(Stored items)
☆ ☆ ☆ ☆

PR #989, opened 2024-02-04
Use Quad9 instead of Google for Internet connectivity check.

ianmacd:
Some users need to blackhole 8.8.8.8 (and 8.8.4.4) to prevent Google-manufactured hardware (e.g. Chromecasts) from continuing to query Google when a custom DNS server should be used instead.

When 8.8.8.8 is blackholed, Yuzu will take several minutes to start.

### DIFF
--- a/tools/launchers/yuzu.sh
+++ b/tools/launchers/yuzu.sh
@@ -36,7 +36,7 @@ if [ -z "$1" ];then
     #check for noupdate flag
     if [ ! -e "${emuDontUpdate}" ]; then
         #check for network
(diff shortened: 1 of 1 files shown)


ianmacd:
I see the `dev` branch has already moved to a new way of checking for Internet connectivity, but I offer this nonetheless as a quick fix for anyone like me who is experiencing the Yuzu slow start-up issue.

dragoonDorise:
@ianmacd closing since Google is no longer in use on the dev branch and should be promoted to public in the coming weeks

PR #1005, opened 2024-02-15
Symlink clean up

ghost:
* Deleted symlink folders
* Added livedeht's symlink migration
* Updated Steam ROM Manager parsers to look in both the symlink and the original folder just in case everything goes haywire
* Added detection to update any Steam paths using the symlink folders to the original folders instead

### DIFF
--- a/configs/emulationstation/custom_systems/es_systems.xml
+++ b/configs/emulationstation/custom_systems/es_systems.xml
@@ -30,6 +30,16 @@
     <theme>model2</theme>
   </system>
   <system>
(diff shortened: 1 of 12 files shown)


dragoonDorise (commented):
@rawdatafeel what about citralegacy? that's the one in use right now

dragoonDorise (approved):

karasuhebi:
Sorry don't know if this is the right place for this question but I'm curious: What brought on this change? Is it just to cut down on the number of symlinks being used in the ROMs folder?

☆ ☆ ☆ ☆

What is needed
Could you return all lines from the records that include the word "right"?

Your solution
@rawdatafeel what about citralegacy? that's the one in use right now
Sorry don't know if this is the right place for this question but I'm curious: What brought on this change? Is it just to cut down on the number of symlinks being used in the ROMs folder?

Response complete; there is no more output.